Герман сердито рванул дверь на себя, начисто позабыв о том, что я не успел еще обновить «приглушение шагов».
На шум тотчас же отреагировали три десятка медленно ковыляющих впереди мертвецов и, не сговариваясь, бросились в нашу сторону. Чему я, собственно, был только рад. Осознание того, что нашу родную планету превратили в испытательный полигон, а точнее — «кабанью» ферму по добыче опыта, пробудило во мне невероятную злость и, как и Герман, в данную минуту я хотел одного: крушить врагов направо и налево, будто бы наказывая их за сложившуюся несправедливость.
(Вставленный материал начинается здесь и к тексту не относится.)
PR #3197, opened 2018-04-26
fix trailing whitespace in project.mml and .mss files

nebulon42:


nebulon42:
I have extended this to other mss files to clean up my other PR.

Issue #3105, opened 2018-03-06
Code needed to render prepared icons [meta ticket]


kocio-pl:
We have lot more icons for requested features lately, mainly due to a great designing work of @Tomasz-W (thanks!). The problem is that they will be not shown until somebody do the coding. Some of them require  just "copycat" skills and running a testing environment ([in Docker](https://github.com/gravitystorm/openstreetmap-carto/blob/master/DOCKER.md) probably). Some are more complex, but one still doesn't have to be a programmer to make it (especially after reading [some background intro](https://wiki.openstreetmap.org/wiki/Standard_tile_layer#Technical_details), [tutorials](https://ircama.github.io/osm-carto-tutorials/) or a [real life example](https://www.openstreetmap.org/user/SomeoneElse/diary/43041)) and I'm willing to help.

Just please remember that after PR (pull request) is ready, you still need to interact with people as it's very common that people have different wishes, requests or questions, even when the case seems like very obvious (see [this example](https://github.com/gravitystorm/openstreetmap-carto/pull/3085)).

Here is the (open!) list of things which I feel are ready to prepare a PR and test rendering a bit:

Easy ones (one feature per ticket, no subtags):
- [x] Add rendering for shop=dairy #3087 
- [x] Add rendering for amenity=shower #3067 
- [x] Add rendering for leisure=sauna #3062 
- [x] Rendering of amenity=bbq #2996
- [ ] <s>Render amenity=studio #2518</s>
- [ ] Peaks and saddles are hardly visible #2848 
- [ ] Names for wind turbines #2734 
- [x] Add icon for shop=music #2929 
- [ ] Add icon for shop=ticket #3115  
- [x] render label for historic=city_gate #152 

Complex ones (multiple objects with subtags):
- [x] Guidepost and Map Icon #1978 #3246
- [ ] Add rendering for barrier points #846 
- [ ] Distinguish different memorial types #3088

Tomasz-W:
A few days ago I though about a tag like "pr needed", which could be added to mark issues where we all agree that icon/ icons are ok, and just wait for someone to write the code. I think this would be easier to manage than a next one issue with task list.
Anyway - thank you for sorting things out here :)

kocio-pl:
I hope more personal touch and a few words of explanation might work better than just a tag.

@althio @RobJN Would you like to pick anything from that list?

Tomasz-W:
Another ones:

single icons:
[...]

Issue #1978, opened 2015-11-15
Guidepost and Map Icon


g4rpch:
Dear All
From my point of view the icon of guidepost and maps could be improved, with something more clear, like:

guidepost: http://wiki.openstreetmap.org/w/images/9/91/Guidepost_doubleguidepost.png
map: http://arcgis.dnr.state.mn.us/ewr/whaf/Explore/img/basemap.png

links are only examples... but would be nice to have an icon more specific.

G4rp

HolgerJeromin:
just for reference: you probably mean osm elements with `information=guidepost` and `information=map`

kocio-pl:
[Another feature](https://github.com/gravitystorm/openstreetmap-carto/issues/1957) that should be handy in the outdoor, but in urban areas would make things worse if we use the uniform zoom level for both.

math1985:
See also #304 and #324.

Tomasz-W:
I don't like that all `information=*` tags are rendered the same, so I've tried to distinguish them:
* information=office
![information office](https://user-images.githubusercontent.com/25656654/36440631-4b7d5e40-1670-11e8-8fa6-ee8eac34f5a8.png)
* information=audioguide
![information audioguide](https://user-images.githubusercontent.com/25656654/36440636-5075d3f0-1670-11e8-8a92-80b23e5aebb0.png)
* information=guidepost
![information guidepost](https://user-images.githubusercontent.com/25656654/36441000-96de2166-1671-11e8-9b9f-bc0e9c29b443.png)
* information=map
![information map](https://user-images.githubusercontent.com/25656654/36441785-f203c288-1673-11e8-8c0e-7ddcde63eee0.png)
* information=board
![information board](https://user-images.githubusercontent.com/25656654/36441896-43bf3990-1674-11e8-830a-63c02a2e68d9.png)

For terminal, tactile_map and tactile_model I have no idea.

geowas-github:
All 5 of them work good for me!

Tomasz-W:
I got some ideas for 3 tags which I mentioned above. 
What about make board icon square instead of rectangle, and use it for terminals and tactile models? For tactile map I think we could use the same icon as for information=map.

kocio-pl:
I can't imagine the outcome, would be good to just see it.

Tomasz-W:
* information=board
[...]

Issue #304, opened 2014-01-04
Add label for tourism=information + information=office


mrwojo:
We don't show the name for `tourism=information`, instead we show only an "i" symbol. That's probably sufficient for most features with this tag, which are mainly [guideposts, boards, or maps](http://taginfo.openstreetmap.org/keys/information#values).

However, `tourism=information` can also indicate more significant visitor center buildings that should show the name. When you tag a building with `tourism=information`, its name disappears, blocked by the "i" symbol. [`information=office`](https://wiki.openstreetmap.org/wiki/Key:information) seems to be the common tag to identify these features.

Example where a name should be rendered: [Way 112654444](http://www.openstreetmap.org/way/112654444) (Kings Canyon National Park Visitor Center in California)

PR #3198, opened 2018-04-26
differentiate guidepost from general tourism=information display

nebulon42:
Ref #1978, #3105.

Adds a guidepost icon on z19 and drops rendering of guidepost nodes before z19.

before z18
z18_before

after z18
z18_after

before z19
z19_before

after z19
z19_after

### DIFF
--- a/project.mml
+++ b/project.mml
@@ -1500,6 +1500,7 @@ Layer:
             tags->'tower:construction' as "tower:construction",
             tags->'tower:type' as "tower:type",
             tags->'castle_type' as castle_type,
+            tags->'information' as information,
             CASE WHEN shop IN ('supermarket', 'bag', 'bakery', 'beauty', 'bed', 'books', 'butcher', 'clothes', 'computer',
                                'confectionery', 'fashion', 'convenience', 'department_store', 'doityourself', 'hardware', 'fishmonger', 'florist',
                                'garden_centre', 'hairdresser', 'hifi', 'ice_cream', 'car', 'car_repair', 'bicycle', 'mall', 'pet',
@@ -1628,6 +1629,7 @@ Layer:
             tags->'tower:construction' as "tower:construction",
             tags->'tower:type' as "tower:type",
             tags->'castle_type' as castle_type,
+            tags->'information' as information,
             CASE WHEN shop IN ('supermarket', 'bag', 'bakery', 'beauty', 'bed', 'books', 'butcher', 'clothes', 'computer',
                                'confectionery', 'fashion', 'convenience', 'department_store', 'doityourself', 'hardware', 'fishmonger', 'florist',
                                'garden_centre', 'hairdresser', 'hifi', 'ice_cream', 'car', 'car_repair', 'bicycle', 'mall', 'pet',
@@ -2081,6 +2083,7 @@ Layer:
             tags->'office' as office,
             tags->'recycling_type' as recycling_type,
             tags->'castle_type' as castle_type,
+            tags->'information' as information,
             ref,
             way_area,
             CASE WHEN building = 'no' OR building IS NULL THEN 'no' ELSE 'yes' END AS is_building
@@ -2168,6 +2171,7 @@ Layer:
             office,
             recycling_type,
             castle_type,
+            information,
             ref,
             way_area,
             is_building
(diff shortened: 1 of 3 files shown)


kocio-pl:
If it's Atom, then you can turn it off by disabling Preferences -> Whitespace -> Remove Trailing Whitespace.

kocio-pl:
Link for testing place:

https://www.openstreetmap.org/#map=19/46.90772/13.53294

SomeoneElseOSM:
Excellent idea - I'd also suggest handling trail_blaze and route_marker (see [taginfo](https://taginfo.openstreetmap.org/keys/information#values)) as well as guidepost since they're even less signification.  See https://map.atownsend.org.uk/maps/map/map.html#zoom=17&lat=-24.999094&lon=135.17657 (and the link via the changelog to the repository) for what I went with here, but ignore the PNFS and Sustrans markers since they're UK-specific.

matthijsmelissen:
Could you perhaps first fix the whitespace issues in a separate PR?

nebulon42:
@matthijsmelissen Done so now in #3197. and @kocio-pl also opened #3200.
@SomeoneElseOSM Definitely worth handling, but better in a separate PR.

jragusa:
Several guidepost dedicated for hiking in both France and Switzerland (I don't know for other countries but I suppose too) mention a name and even an elevation. Would it be possible to add these features to the icon ?

nebulon42:
@kocio-pl Here are some instances in Austria: https://overpass-turbo.eu/s/ymd.

nebulon42:
Additionally now the name and/or the elevation is displayed:
guidepost_name
guidepost_name_ele
guidepost_ele

kocio-pl:
Sorry, I wanted the photo example and some explanation, not the link to data set. :smile: 

If I get it right, they show the real elevation they are located at? But what is their name then? Isn't it the same as name and elevation of the peak or saddle for example?

nebulon42:
The name is usually a place name, but can also be the name of the saddle and/or peak. Elevation is of course the real elevation. The important part here is that both name and elevation are signed on the guidepost as can be seen in e.g. https://wiki.openstreetmap.org/wiki/File:Signpost.jpg.

kocio-pl:
I see. OK, so I like this solution. After all they won't eclipse peaks or saddles, because they will be rendered very late.

kocio-pl:
Maybe it would better to make the code more compact and easier to extend with other types, like:

```css
[feature = 'tourism_information'][information != 'guidepost'][zoom >= 17],
[feature = 'tourism_information'][information = 'guidepost'][zoom >= 19] {
  marker-file: url('symbols/information.12.svg');
  [information = 'guidepost'] { marker-file: url('symbols/guidepost.svg');
  marker-placement: interior;
  marker-fill: @amenity-brown;
  marker-clip: false;
}
```

Tomasz-W:
@nebulon42 Do you have plans to take care of rest of tourism=information icons https://github.com/gravitystorm/openstreetmap-carto/issues/1978#issuecomment-385373937 and/ or other related issues https://github.com/gravitystorm/openstreetmap-carto/issues/304 https://github.com/gravitystorm/openstreetmap-carto/issues/324 ? It would be a big progress in tourism-elements rendering in Carto.

nebulon42:
@kocio-pl I have updated the code to be more DRY.
@Tomasz-W I have no immediate plans, but I'll put it on my list. :)

project.mml
```diff
@@ -1969,6 +1971,7 @@ Layer:
               'leisure_' || CASE WHEN leisure IN ('nature_reserve') THEN leisure ELSE NULL END
             ) AS feature,
             name,
+            tags->'information' as information,
```
kocio-pl: What's this line for in `text-poly-low-zoom` layer? I have tested that it works without this code as well on all the zoom levels.

nebulon42: Same thing like #3196. :)

kocio-pl: Oh, boy, not again... :smile:

Did you have a problem without this code or it's just in case? Did you try with updated Docker image (I mean with a new Kosmtik :smile: ).

I'm ready to merge this code without this line any time. Especially since production rendering servers have no such problem and there are no other mid/high zoom features that I'm aware of which need such addition. Would you like to split it, so we could discuss the low zoom mystery separately?

nebulon42: I'll do some tests again when I have time.

kocio-pl:
What do you think about adding a mysterious code line?

kocio-pl:
@matthijsmelissen ping?

matthijsmelissen:
@nebulon42 Can you get it to work without the 'mysterious line' as well? If so, I'd prefer to merge that version.

nebulon42:
I have removed the line but did not do additional testing.

kocio-pl:
Thanks, I've tested it and it works.

PR #3399, opened 2018-09-16
Unpaved rendering

### LINKED ISSUE #110: Render paved/unpaved

sommerluk:
Fixes #110

Closes #4137 (alternative version)

That’s essentially the same code as #3357 with the following differences:
- No special unpaved rendering for highway=platform and railway=platform. (There was a minor bug in #3357 rendering in wrong colour for railway=platform on bridges with layers ≠ 0 if there is no corresponding layer also in the “highway” part. Thought this case is rare, the fix in the SQL code could be a little complicate, so for the moment I’ve dropped it for “platform”.)
- Some small performance tuning in the SQL query for bridges. The bridges query (at difference to the roads-low-zoom or roads-fill query) can potentially be rendered various times: once for each layer=*. Together with the fact that it has yet a SELECT DISTINCT clause, it was my preferred starting point, as here with little change we might get better performance.

I’ve tested this locally, trying to eliminate influences of other programs running in the background. I got know the same rendering time as without unpaved rendering (while the old unpaved rendering took 10% more time). @rrzefox Could you take a look at the performance here also?


project.mml
```diff
@@ -1070,10 +1144,49 @@ Layer:
                   ELSE 'no'
                 END AS link,
                 COALESCE(layer,0) AS layernotnull,
-                z_order
+                z_order,
+                CASE
+                  WHEN highway IN ('service', 'tertiary_link') THEN 'tertiary_link'
+                  WHEN highway IN ('residential', 'unclassified', 'tertiary') THEN 'white'
+                  ELSE highway
+                END AS int_roadcolor
```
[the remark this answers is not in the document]
sommerluk: > Do you have indication that this actually improves performance in a meaningful way?

Well, the starting point was [the comment of talaj](https://github.com/gravitystorm/openstreetmap-carto/pull/3357#issuecomment-419658334) who explained that likely `dst-out` is no performance problem, but `dst-over` is. Furthermore, [he said that `dst-over` isn’t executed when there is no actual geometry that matches.](https://github.com/gravitystorm/openstreetmap-carto/pull/3357#issuecomment-419700435) Based on this, with this code I get the same performance on my local environment as without unpaved rendering. With the old code I get 10% slower performance. This is likely not representative. The last time I made I measured local performance, the results of @rrzefox where different from mine, and I suppose his results are more close to performance on production servers.

In short: There are some weak indications, but nothing of which I could say it’s representative.

> this makes adapting the roads code to different designs - like with tertiary roads in a distinct colour - significantly more complex.

Indeed. I share your concerns. If we get to the conclusion that we can live with the performance without this SQL change, than I prefer not doing the SQL change for exactly the reason you mentioned.

imagico:
Have you tried limiting the number of dst-over operations also in the roads-fill layer and not only in the bridges layer?  If this has a significant influence on performance it would be way more significant to do this on the road fills than just on the bridges.

Also checking if a performance difference is due to the bridges layer or the roads-fill layer is relatively easy since both layers exist in both versions of the code so you can simply disable the bridges layer in both and check if there still is a performance difference without it.

sommerluk:
screenshot_20180916_195842

In the underlying Python script I call the Mapnik rendering now various times instead of a single time, so with more overall time, perhaps the measurement becomes better.

It shows that [with full SQL tuning (also for roads-fill, as you proposed)](https://github.com/sommerluk/openstreetmap-carto/tree/unpaved25) it is indeed faster.

sommerluk:
Added the full SQL tuning to this branch.

project.mml
```diff
@@ -880,12 +893,51 @@ Layer:
                   ELSE 'no'
                 END AS link,
                 COALESCE(layer,0) AS layernotnull,
-                z_order
+                z_order,
+                CASE
+                  WHEN highway IN ('service', 'tertiary_link') THEN 'tertiary_link'
+                  WHEN highway IN ('residential', 'unclassified', 'tertiary') THEN 'white'
+                  ELSE highway
```
HolgerJeromin: Mixing "color" white and "class" tertiary_link feels odd.

sommerluk: I agree, it’s indeed ugly.

kocio-pl:
As v4.15.0 is near, I guess this code is not yet ready for merging?

We have to wait some more until https://github.com/mapnik/mapnik/pull/3980#issuecomment-422550474 will be usable for us, because we depend on multiple other code releases and packages, but it looks like proper solution is on the way.

rrzefox:
> @rrzefox Could you take a look at the performance here also?

I've deployed this on Friday, so excluding the weekend, I now have 3 days of stats:
```
    |         OLD  |          OLD |         OLD  |         NEW  |         NEW  |         NEW
  z |  2018-08-28  |  2018-08-29  |  2018-08-30  |  2018-09-24  |  2018-09-25  |  2018-09-26
 19 |        1.66  |        1.48  |        1.50  |        1.69  |        1.51  |        1.64
 18 |        1.44  |        1.56  |        1.60  |        1.85  |        1.69  |        1.78
 17 |        1.58  |        1.79  |        1.82  |        2.24  |        1.85  |        2.01
 16 |        2.34  |        2.37  |        2.53  |        3.06  |        2.74  |        2.63
 15 |        3.51  |        3.58  |        3.94  |        4.65  |        4.10  |        4.32
```
This does look fine for me, the difference is within the margin of error (remember, this is just average over all tiles rendered on a day, so fluctuations are to be expected because it's not the same tiles every day).

kocio-pl:
Just a quick status check: https://github.com/mapnik/mapnik/pull/4004 has been merged, so the next thing we wait for is a new Mapnik v3.0.x release (probably 3.0.22), then update of mapnik-reference package (https://github.com/mapnik/mapnik-reference/pull/153) and Kosmtik update, but also making Debian and Ubuntu Mapnik package and deployment of new Mapnik package on OSMF servers. New Kosmtik release might be also needed.

kocio-pl:
Oh, and CartoCSS probably will need a new release together with new npm package (8.10.0)  - https://github.com/mapnik/mapnik/pull/4004#issuecomment-434016216.

rrzefox:
Just a heads up: this is now no longer deployed on my server because it wouldn't apply on top of 4.17.0.

kocio-pl:
There are new Mapnik release (3.0.22), mapnik-reference releases (3.0.22 and npm 8.10.0) and also corresponding CartoCSS releases (1.2.0 and npm 1.2.0 - https://github.com/mapbox/carto/issues/498), what else is missing in our toolchain? Kosmtik update, release and npm release?

Adamant36:
Just because I find it interesting, what in particular from a technical standpoint is it about roads that make rendering surfaces on them slower then rendering them on anything else? also, what's the reason something like dashed casing, similar to how @StyXman says he does it in his style, isn't a possible alternative?

sommerluk:
@Adamant36 See #110, #2640, #3280, #3357

Adamant36:
@sommerluk, thanks. I'll look through them.

StyXman:
@Adamant36 I don't quite like how my style looks (the 'sausages'). I still can't find the time to implement mapnik/mapnik#3982.

sommerluk:
Okay. For some time, I was quite busy and therefor did not work much on this issue. While still being quite busy, I want to give it another try now.

In the meantime some things have changed: The guys from Mapnik have made a [native Mapnik implementation of polygon-like pattern rendering on line geometries](https://github.com/mapnik/mapnik/pull/3980) which has been [backported to v3.0.x](https://github.com/mapnik/mapnik/pull/4004)  and [released with Mapnik 3.0.22](https://mapnik.org/news/release-3.0.22). Also mapnik-reference has been [updated](https://github.com/mapnik/mapnik-reference/pull/153) to 3.0.22. Furthermore a [corresponding new npm package](https://www.npmjs.com/package/mapnik-reference/v/8.10.0) has been published with version number 8.10.0. Also CartoCSS had a [new release 1.2.0](https://github.com/mapbox/carto/releases/tag/v1.2.0) which updates its dependencies to Mapnik 3.0.22 respectively mapnik-reference 8.10.0. This CartoCSS release is also available as npm package [carto 1.2.0](https://www.npmjs.com/package/carto/v/1.2.0). I've opened an [issue](https://github.com/kosmtik/kosmtik/issues/295) requesting a new kosmtik release that uses all this. For openSUSE users, as the [Geo repository](http://download.opensuse.org/repositories/home:/sommerluk:/branches:/Application:/Geo/openSUSE_Leap_15.0/) still has Mapnik 3.0.20, for the moment I provide [RPM packages of Mapnik 3.0.22](https://build.opensuse.org/package/show/home:sommerluk:branches:Application:Geo/mapnik) for openSUSE in my home repository. For Ubuntu, there seem to be plans to integrate Mapnik 3.0.22 [into the next release 19.04](https://launchpad.net/ubuntu/+source/mapnik) (but this is not an LTS release).

The native support of Mapnik for polygon-like patterns on line geometries is really a great news. That fits perfectly our use case (except turning circles). Using it, the code can be much simpler and straightforward and without pitfalls. Given that it's only a matter of time until the new Mapnik version is available in Linux distributions, I'm inclined to close this PR and make a new one based on Mapnik 3.0.22 features. It's a pity because a lot of work had gone into the comp-op solution previously, but the new code would be much cleaner. What do you think about? How could this look like in practice? Waiting until Ubuntu 20.04 will be available on openstreetmap.org production servers?

kocio-pl:
Nice to hear you still focused on this task!

The good news is that there is a special PPA for packages not included in the standard Ubuntu repositories:

https://launchpad.net/~osmadmins/+archive/ubuntu/ppa

It's enough to backport Mapnik packages to Bionic.

sommerluk:
Cross-reference for updating Tilemill to support Carto 1.2.0/Mapnik 3.0.22: https://github.com/tilemill-project/tilemill/issues/2695

pnorman:
Note: If we bump the Mapnik version to 3.0.22, we should do that in a major release, not a minor.

sommerluk:
Okay.

Just for the record: I have updated the [documentation for the comp-op approach](https://github.com/sommerluk/roadpatternrendering) recently, considering the [earlier comment from @imagico](https://github.com/gravitystorm/openstreetmap-carto/pull/2640#issuecomment-399785129) and commenting also the performance issues we had with this approach and the possible solutions. And of course mentioning the now available native Mapnik solution.

I've switched to Kubuntu 19.04 in order to have up-to-date Mapnik version, using Kosmtik current master (seeing some [memory problems](https://github.com/kosmtik/kosmtik/issues/298) in Kosmtik at lower zoom levels, but that's not specific to unpaved rendering).

So: Time to write some actual code for the new Mapnik native support: https://github.com/sommerluk/openstreetmap-carto/tree/unpaved40 has the same pattern as here, but the changes to `roads.mss` and `project.mml` have been written from scratch.

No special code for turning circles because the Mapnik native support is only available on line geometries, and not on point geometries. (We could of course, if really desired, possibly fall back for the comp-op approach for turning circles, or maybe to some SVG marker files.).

Остальных это тоже касалось. Краем глаза я заметил, как оранжевое пламя на голове Локо переросло в полыхающую струю голубой плазмы, Илай вышел вперед, сжимая в руках «призванную косу», а добродушный Мозес сменил спектр своего заклинания с исцеляющего на атакующее.
Бум!
Активировав «Халколиван», я бросился в точку наибольшего скопления врагов. Что примечательно, но обладая данной способностью, я мог не утруждать себя, как выразился Эстир, «техпорно», с постоянным отслеживанием того, куда следует ставить ту или иную ногу, или в какую сторону необходимо наклонить корпус. В эти секунды я мог сражаться подобно Гундахару и идти в грубую лобовую атаку, ничуть не заботясь о собственной безопасности.